- **EXERCISE**:
Quote every line from the top of the listing down to and including the line that contains "--- a/src/Stryker.ts".

- **RECORDS SUPPLIED**:
PR #94, opened 2016-04-21
Refactor logging

nicojs:
* Replaced all console.log statements with log4js log statements
* Add some debug logging statements
* Pipe through the test runner output to `log.trace` method.

### DIFF
--- a/src/Stryker.ts
+++ b/src/Stryker.ts
@@ -41,7 +41,7 @@ export default class Stryker {
     this.loadPlugins();
     this.applyConfigWriters();
     this.setGlobalLogLevel(); // loglevel could be changed
-    freezeRecursively(this.config);
+    this.freezeConfig();
     var reporterFactory = new ReporterFactory();
     this.reporter = reporterFactory.getReporter('console');
   }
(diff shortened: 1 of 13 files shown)


src/Stryker.ts
```diff
@@ -102,6 +104,13 @@ export default class Stryker {
     });
   }
 
+  private freezeConfig() {
+    freezeRecursively(this.config);
+    if (log.isDebugEnabled()) {
```
simondel: Is this check added for performance reasons as you don't want to spend time stringifying the config the user does not even see the log message?

nicojs: Yes correct. Its a minor thing but sometimes it might be usefull
Op 22 apr. 2016 08:55 schreef "Simon de Lang" <notifications@github.com>:

In src/Stryker.ts
<https://github.com/stryker-mutator/stryker/pull/94#discussion_r60697760>:

> @@ -102,6 +104,13 @@ export default class Stryker {
>      });
>    }
>
> +  private freezeConfig() {
> +    freezeRecursively(this.config);
> +    if (log.isDebugEnabled()) {

Is this check added for performance reasons as you don't want to spend time
stringifying the config the user does not even see the log message?

—
You are receiving this because you authored the thread.
Reply to this email directly or view it on GitHub
<https://github.com/stryker-mutator/stryker/pull/94/files/c6d9d2b7e42d56de0419cc0b75d55379b38047a5#r60697760>

simondel:
Looks good!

- **OUTPUT OF THE TASK**:
PR #94, opened 2016-04-21
Refactor logging

nicojs:
* Replaced all console.log statements with log4js log statements
* Add some debug logging statements
* Pipe through the test runner output to `log.trace` method.

### DIFF
--- a/src/Stryker.ts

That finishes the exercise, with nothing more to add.